**WHAT IS BEING ASKED:** The lines to be extracted run from the start of the listing through the line containing "Oh yes 100%"; copy them exactly and nothing else.

**ENTRIES SHOWN:**
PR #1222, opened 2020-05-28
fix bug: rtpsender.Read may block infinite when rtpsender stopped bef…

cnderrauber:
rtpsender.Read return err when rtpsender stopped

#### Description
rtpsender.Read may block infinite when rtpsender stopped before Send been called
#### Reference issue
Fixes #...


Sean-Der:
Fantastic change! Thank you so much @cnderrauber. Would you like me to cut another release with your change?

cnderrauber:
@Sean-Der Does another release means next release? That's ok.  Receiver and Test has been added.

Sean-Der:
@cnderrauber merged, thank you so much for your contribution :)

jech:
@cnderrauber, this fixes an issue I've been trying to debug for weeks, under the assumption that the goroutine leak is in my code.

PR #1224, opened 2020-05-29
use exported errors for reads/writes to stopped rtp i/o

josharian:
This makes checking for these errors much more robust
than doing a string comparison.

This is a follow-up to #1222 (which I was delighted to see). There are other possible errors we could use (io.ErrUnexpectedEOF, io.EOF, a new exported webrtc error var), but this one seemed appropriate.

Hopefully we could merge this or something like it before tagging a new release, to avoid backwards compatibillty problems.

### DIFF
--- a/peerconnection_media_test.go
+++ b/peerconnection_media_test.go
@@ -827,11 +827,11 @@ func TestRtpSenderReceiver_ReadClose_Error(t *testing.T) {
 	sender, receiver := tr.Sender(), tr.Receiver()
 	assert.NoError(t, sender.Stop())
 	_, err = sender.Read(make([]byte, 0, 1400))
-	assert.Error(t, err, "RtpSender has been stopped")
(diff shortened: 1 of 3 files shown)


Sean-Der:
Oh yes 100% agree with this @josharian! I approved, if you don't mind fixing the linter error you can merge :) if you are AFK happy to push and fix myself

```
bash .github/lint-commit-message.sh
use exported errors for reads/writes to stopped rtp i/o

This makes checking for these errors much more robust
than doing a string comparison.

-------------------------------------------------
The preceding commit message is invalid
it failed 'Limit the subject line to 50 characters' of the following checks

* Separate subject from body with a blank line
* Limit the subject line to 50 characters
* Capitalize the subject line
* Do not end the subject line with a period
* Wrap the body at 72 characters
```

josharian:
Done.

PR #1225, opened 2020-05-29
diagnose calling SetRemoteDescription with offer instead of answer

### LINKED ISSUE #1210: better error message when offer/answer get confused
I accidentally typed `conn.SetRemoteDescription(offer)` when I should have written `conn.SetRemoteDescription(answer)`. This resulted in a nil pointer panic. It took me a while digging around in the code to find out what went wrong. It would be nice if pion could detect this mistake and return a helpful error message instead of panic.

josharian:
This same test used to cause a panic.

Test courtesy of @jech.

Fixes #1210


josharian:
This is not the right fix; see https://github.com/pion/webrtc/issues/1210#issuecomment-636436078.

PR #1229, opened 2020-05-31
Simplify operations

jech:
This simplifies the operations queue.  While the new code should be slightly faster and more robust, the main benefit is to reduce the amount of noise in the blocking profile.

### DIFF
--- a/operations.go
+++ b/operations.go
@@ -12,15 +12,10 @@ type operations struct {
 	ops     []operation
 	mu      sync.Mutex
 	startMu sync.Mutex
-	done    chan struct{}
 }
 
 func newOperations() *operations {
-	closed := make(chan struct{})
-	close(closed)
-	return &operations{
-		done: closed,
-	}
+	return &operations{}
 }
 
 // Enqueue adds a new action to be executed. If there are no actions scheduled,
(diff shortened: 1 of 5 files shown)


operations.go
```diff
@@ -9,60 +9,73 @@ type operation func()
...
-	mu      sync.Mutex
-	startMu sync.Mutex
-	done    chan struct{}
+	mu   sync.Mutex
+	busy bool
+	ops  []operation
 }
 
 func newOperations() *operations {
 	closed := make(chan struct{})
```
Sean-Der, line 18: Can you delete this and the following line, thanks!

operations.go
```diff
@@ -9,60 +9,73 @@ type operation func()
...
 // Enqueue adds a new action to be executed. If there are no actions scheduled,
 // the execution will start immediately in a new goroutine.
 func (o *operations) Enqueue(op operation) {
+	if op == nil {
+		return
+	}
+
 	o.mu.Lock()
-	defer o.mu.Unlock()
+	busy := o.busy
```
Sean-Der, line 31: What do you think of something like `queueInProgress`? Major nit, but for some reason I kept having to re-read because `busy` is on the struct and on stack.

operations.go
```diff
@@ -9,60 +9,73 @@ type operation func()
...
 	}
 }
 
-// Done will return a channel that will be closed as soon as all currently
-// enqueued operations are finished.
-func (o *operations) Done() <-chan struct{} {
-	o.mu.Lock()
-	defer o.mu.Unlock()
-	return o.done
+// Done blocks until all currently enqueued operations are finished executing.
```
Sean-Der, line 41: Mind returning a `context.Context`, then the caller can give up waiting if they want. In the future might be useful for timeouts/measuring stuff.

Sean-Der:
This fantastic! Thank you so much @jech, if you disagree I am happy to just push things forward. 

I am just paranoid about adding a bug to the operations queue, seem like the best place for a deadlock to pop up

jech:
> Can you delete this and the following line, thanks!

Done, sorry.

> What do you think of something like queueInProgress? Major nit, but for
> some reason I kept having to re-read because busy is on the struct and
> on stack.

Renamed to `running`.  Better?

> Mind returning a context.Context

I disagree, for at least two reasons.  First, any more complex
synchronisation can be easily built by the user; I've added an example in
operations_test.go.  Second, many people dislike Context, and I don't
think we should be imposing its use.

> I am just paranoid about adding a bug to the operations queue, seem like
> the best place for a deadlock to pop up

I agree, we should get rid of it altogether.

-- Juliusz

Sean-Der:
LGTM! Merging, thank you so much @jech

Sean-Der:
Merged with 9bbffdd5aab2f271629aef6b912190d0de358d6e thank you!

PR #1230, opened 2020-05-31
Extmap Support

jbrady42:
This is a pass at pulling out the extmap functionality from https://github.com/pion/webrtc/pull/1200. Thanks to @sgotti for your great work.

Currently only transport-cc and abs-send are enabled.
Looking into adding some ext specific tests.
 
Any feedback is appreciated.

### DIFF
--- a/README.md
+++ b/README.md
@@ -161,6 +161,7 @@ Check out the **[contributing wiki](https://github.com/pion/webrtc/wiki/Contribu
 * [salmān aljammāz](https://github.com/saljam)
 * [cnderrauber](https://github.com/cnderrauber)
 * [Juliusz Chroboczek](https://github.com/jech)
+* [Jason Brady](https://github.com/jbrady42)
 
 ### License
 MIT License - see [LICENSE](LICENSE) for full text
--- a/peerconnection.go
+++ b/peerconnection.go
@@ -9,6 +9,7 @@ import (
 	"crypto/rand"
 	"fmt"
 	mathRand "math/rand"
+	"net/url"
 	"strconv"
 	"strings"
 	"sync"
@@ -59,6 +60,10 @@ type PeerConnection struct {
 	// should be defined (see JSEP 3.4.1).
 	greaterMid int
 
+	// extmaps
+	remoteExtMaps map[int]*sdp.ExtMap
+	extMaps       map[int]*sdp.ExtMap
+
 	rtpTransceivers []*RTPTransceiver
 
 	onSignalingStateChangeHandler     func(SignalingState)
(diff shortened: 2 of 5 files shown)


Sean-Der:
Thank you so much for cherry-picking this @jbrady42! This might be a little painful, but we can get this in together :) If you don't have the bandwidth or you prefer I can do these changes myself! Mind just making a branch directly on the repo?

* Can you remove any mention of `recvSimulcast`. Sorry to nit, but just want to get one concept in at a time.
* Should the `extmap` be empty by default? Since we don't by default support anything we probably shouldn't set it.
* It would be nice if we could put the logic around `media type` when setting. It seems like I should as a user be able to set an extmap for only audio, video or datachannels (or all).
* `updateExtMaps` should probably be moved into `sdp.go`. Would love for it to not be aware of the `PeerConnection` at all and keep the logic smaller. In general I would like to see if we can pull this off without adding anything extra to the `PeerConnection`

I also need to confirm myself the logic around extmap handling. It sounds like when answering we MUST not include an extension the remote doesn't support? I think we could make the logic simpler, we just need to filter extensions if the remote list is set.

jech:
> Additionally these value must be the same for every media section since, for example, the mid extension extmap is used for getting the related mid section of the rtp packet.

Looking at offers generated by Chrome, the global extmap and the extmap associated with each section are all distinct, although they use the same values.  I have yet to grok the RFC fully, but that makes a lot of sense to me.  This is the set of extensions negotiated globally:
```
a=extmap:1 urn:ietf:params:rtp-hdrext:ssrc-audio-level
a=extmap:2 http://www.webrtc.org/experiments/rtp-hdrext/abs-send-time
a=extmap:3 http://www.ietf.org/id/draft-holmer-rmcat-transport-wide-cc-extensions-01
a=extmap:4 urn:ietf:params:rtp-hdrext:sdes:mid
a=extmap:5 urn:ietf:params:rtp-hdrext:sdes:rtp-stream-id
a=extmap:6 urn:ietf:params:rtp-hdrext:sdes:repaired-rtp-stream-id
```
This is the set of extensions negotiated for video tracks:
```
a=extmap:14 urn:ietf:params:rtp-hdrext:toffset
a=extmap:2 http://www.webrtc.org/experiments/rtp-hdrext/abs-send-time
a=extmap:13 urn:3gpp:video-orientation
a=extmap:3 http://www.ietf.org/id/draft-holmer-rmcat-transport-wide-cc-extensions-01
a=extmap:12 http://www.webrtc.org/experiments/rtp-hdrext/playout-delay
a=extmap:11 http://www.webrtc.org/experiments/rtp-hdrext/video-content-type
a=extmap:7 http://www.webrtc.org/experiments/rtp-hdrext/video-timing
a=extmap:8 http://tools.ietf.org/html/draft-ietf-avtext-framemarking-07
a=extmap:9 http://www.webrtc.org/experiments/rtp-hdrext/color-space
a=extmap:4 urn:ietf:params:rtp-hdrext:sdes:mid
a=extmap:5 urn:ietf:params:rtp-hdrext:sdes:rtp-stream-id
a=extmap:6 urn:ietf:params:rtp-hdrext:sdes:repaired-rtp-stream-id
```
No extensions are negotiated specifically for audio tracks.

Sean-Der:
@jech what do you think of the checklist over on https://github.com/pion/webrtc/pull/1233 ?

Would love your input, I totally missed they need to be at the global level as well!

**TASK RESPONSE:**
PR #1222, opened 2020-05-28
fix bug: rtpsender.Read may block infinite when rtpsender stopped bef…

cnderrauber:
rtpsender.Read return err when rtpsender stopped

#### Description
rtpsender.Read may block infinite when rtpsender stopped before Send been called
#### Reference issue
Fixes #...


Sean-Der:
Fantastic change! Thank you so much @cnderrauber. Would you like me to cut another release with your change?

cnderrauber:
@Sean-Der Does another release means next release? That's ok.  Receiver and Test has been added.

Sean-Der:
@cnderrauber merged, thank you so much for your contribution :)

jech:
@cnderrauber, this fixes an issue I've been trying to debug for weeks, under the assumption that the goroutine leak is in my code.

PR #1224, opened 2020-05-29
use exported errors for reads/writes to stopped rtp i/o

josharian:
This makes checking for these errors much more robust
than doing a string comparison.

This is a follow-up to #1222 (which I was delighted to see). There are other possible errors we could use (io.ErrUnexpectedEOF, io.EOF, a new exported webrtc error var), but this one seemed appropriate.

Hopefully we could merge this or something like it before tagging a new release, to avoid backwards compatibillty problems.

### DIFF
--- a/peerconnection_media_test.go
+++ b/peerconnection_media_test.go
@@ -827,11 +827,11 @@ func TestRtpSenderReceiver_ReadClose_Error(t *testing.T) {
 	sender, receiver := tr.Sender(), tr.Receiver()
 	assert.NoError(t, sender.Stop())
 	_, err = sender.Read(make([]byte, 0, 1400))
-	assert.Error(t, err, "RtpSender has been stopped")
(diff shortened: 1 of 3 files shown)


Sean-Der:
Oh yes 100% agree with this @josharian! I approved, if you don't mind fixing the linter error you can merge :) if you are AFK happy to push and fix myself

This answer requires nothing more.